# DA polisher - borrow or buy



## jps (Aug 1, 2007)

Hi guys.


I've a new project car and have a few small new areas of paint to polish. Probably take me 3 or 4 hours.


Don't really want to buy a DA polisher just for this - so anyone in the Nottingham / Derby area can lend me one for a day?


thanks

jps


----------



## Simonh (May 24, 2002)

I have a das pro 6 that I am happy to lend you - I am in nottingham


----------



## jps (Aug 1, 2007)

Simonh said:


> I have a das pro 6 that I am happy to lend you - I am in nottingham


that's fantastic - thank you.


I will PM you now.


Can I borrow the DB9 too?


----------



## jps (Aug 1, 2007)

thanks to Simon for the loan of the DA polisher.

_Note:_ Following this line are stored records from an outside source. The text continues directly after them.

PR #928, opened 2021-03-09
Pimp gradle plugin

snazy:
Three tiny commits:

* Pull the project version from the pom in the parent directory, if `version.txt` is missing
* Pull the Quarkus version from the Nessie top-level pom
* Set the properties as system properties (hello Quarkus 1.10....)

### DIFF
--- a/tools/apprunner-gradle-plugin/build.gradle
+++ b/tools/apprunner-gradle-plugin/build.gradle
@@ -4,7 +4,11 @@ plugins {
   id 'com.gradle.plugin-publish' version '0.12.0'
 }
 
-version = file('version.txt').text.trim()
+if (!file('version.txt').exists()) {
+  version = file('../pom.xml').readLines().find {l -> l.contains('<version>') }.replaceFirst(~/.*<version>(.*)<\/version>.*/, '$1' )
+} else {
+  version = file('version.txt').text.trim()
+}
 
 allprojects {
   group = "org.projectnessie"
--- a/tools/apprunner-gradle-plugin/build.gradle
+++ b/tools/apprunner-gradle-plugin/build.gradle
@@ -4,6 +4,7 @@ plugins {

Great machine, easy to use and good results on my Scooby.



thanks.


----------



## Simonh (May 24, 2002)

where are the pics


----------



## jps (Aug 1, 2007)

Simonh said:


> where are the pics



in my camera - just need to get the photo's developed.



I now need a compressor and spray gun to finish off my BBS wheels! :chuckle:


----------



## IanJ (Aug 9, 2018)

buy one - its a great investment and once you get handy with it its so easy to use


----------